佐藤卓史の自主制作コンサートライヴ

少し遅れましたが明けましておめでとうございます。今年も何とか週2回ぐらいのペースで更新していきたいなと思っているので、よろしくお願いします。

さて、佐藤卓史と言えば、2001年の音コン第1位、去年のChopinコンクールでも2次まで進んでいて(残念ならが私はほとんど見られませんでしたが)気になるピアニストの一人なのですが、自主制作盤のコンサートライヴCDが発売されていたので早速聴いてみました。曲はMozartのソナタ第3番、Beethovenのソナタ第12番、Prokofievのトッカータ、Faureの夜想曲第6番、Ravelクープランの墓、Chopinの前奏曲Op.45とポロネーズ第5番、そしてLisztのソナタと、「2時間・ピアノコンサート」と銘打っているだけあっててんこ盛りのプログラムです。録音は2004年10月。
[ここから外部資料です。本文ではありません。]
PR #2920, opened 2019-01-02
Change "related"/"previous" chart buttons into toggles

ChaelKruip:
@marliekeverweij can you test this locally and merge it if you find no problems?


marliekeverweij:
Yes I will do this today!

PR #2922, opened 2019-01-02
Use icon for demand response also for fuel prices

marliekeverweij:
Currently the demand response sidebar item does not have an icon. I propose to use the same one as for fuel prices as that also kind of fits to demand response, this one: fuel_costs

Or do you have another idea?


ChaelKruip:
> Or do you have another idea?

What do you think about this one?

demand_response

ChaelKruip:
> How could I put it in the right format?

I used Preview.

demand_response_bw

PR #2941, opened 2019-02-01
finalized scenario reports

MartLubben:


MartLubben:
And this etsource update is needed: https://github.com/quintel/etsource/pull/1893

PR #2952, opened 2019-02-07
Add new landing page

antw:
This is the pull request for the new landing page for the ETM.

@marliekeverweij The translations needed can be found in [config/locales/nl_intro.yml](https://github.com/quintel/etmodel/blob/simple-root/config/locales/nl_intro.yml)

The only gotcha is that the description texts for "Local vs. global" and "About us" need to be roughly the same length so that they have the same number of lines on the page (both having three lines, both having four lines, etc):

screen shot 2019-02-07 at 12 20 48

If one has three lines and the other four, the boxes end up as different heights which doesn't look right. If there's no way to get them to be the same length, use whatever translations you think are best and send the pull request back to me; I'll try to adjust the styles a bit more to work around it.

Thanks!


marliekeverweij:
I have updated the translations. The Dutch translations for the boxes also takes three lines, so that worked out fine:
screen shot 2019-02-07 at 14 32 40

I have used the one-liner that @michieldenhaan posted on Slack and added an exclamation mark to give it some more energy! We can always update it when someone has a better one 🙂

PR #3038, opened 2019-05-23
Saving and resuming MYC sessions

antw:
(Automatically) saves MYC sessions so that a user may revisit it later.

There are a couple of new translations required in [config/locales/nl_multi_year_charts.yml](https://github.com/quintel/etmodel/blob/myc-persistence/config/locales/nl_multi_year_charts.yml).

It looks like this:

Screen Shot 2019-05-23 at 17 35 05


redekok:
> There are a couple of new translations required in config/locales/nl_multi_year_charts.yml.

Done!

antw:
Thanks for adding the translations @redekok!

Issue #3033, opened 2019-05-13
Dashboard-update: change order of items and remove bio-footprint 


marliekeverweij:
It would be nice to change the order of the dashboard items. This is something that has to be done in the database and cannot be done in the admin-section unfortunately. The preferred order would be: 
1. co2_reduction
2. energy_use
3. total_energy_cost
4. renewable_percentage
5. net_energy_import
6. blackout_hours
7. biomass_primary_demand

Also, we would like remove the bio-footprint item.

Would be nice if this could be fixed 🙂

michieldenhaan:
Related (?) to this: When I change the CO2 dashboard item to 'CO2 relative to start year' the order of the dashboard items changes:

![Energy Transition Model - Your free, independent, comprehensive, fact-based scenario builder  2019-05-21 13-26-26(1)](https://user-images.githubusercontent.com/32056448/58092393-44d70d80-7bcc-11e9-836a-a7b0fcb1db87.png)

![Energy Transition Model - Your free, independent, comprehensive, fact-based scenario builder  2019-05-21 13-26-37(1)](https://user-images.githubusercontent.com/32056448/58092402-49032b00-7bcc-11e9-8ea6-d0482f662f78.png)

redekok:
This has been changed in the ETModel database that we use for the current biomass project. When the new ETModel database will be adopted on BETA, the order should be updated!

PR #3046, opened 2019-06-05
Fix translations and give PJ unit to new biomass items

marliekeverweij:
I have given units to the new biomass dashboard items on BETA. However, now the unit (`PJ`) is fixed. Would be nice if this unit would automatically scale! Do you maybe have time to fix this @antw ?

For example now for a small dataset the dashboard item shows:
Screen Shot 2019-06-05 at 16 07 13

Related issue: https://github.com/quintel/etmodel/issues/3033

彼の演奏を聴くのは音コン以来なのですが、予想通り洗練されたテクニックの持ち主で、全体的にすっきりあっさり味ですが、自然でのびやかな表情で、音が硬くならないのがよいところです。個人的にはもう少し間とか微妙な陰影があるとよいと思うのですが、あまり音楽が粘らないのは彼の持ち味ともいえます。
逆に意外なのは結構、というよりかなりミスが多いことで、音コンで聴いたときはミスをほとんどしないタイプだと思っていたのでこれは意外。音をひっかけるとか指が転ぶとかいうのではなく、フォルテの和音などで思い切りはずす(別の音を出す)ことが多い感じです。特に最後のLisztは疲れも出たのかミスが目立ち、フーガではかなり危ないところがありましたし、コーダの直前も派手にはずしたりします。実はこのCDの他に「Chopinの夕べ」というCDも出ていて、そちらが2枚組2000円なのに対し、こちらは2枚組1200円と割安なのはこの瑕の多さからきているのかと変に勘ぐってしまうほどです(多分違うでしょうけど)。ということで彼には是非万全な状態でのスタジオ録音でのCDのリリースを期待したところです。と言ってもスタジオ録音での「借りた猫」症候群にはなって欲しくないですが。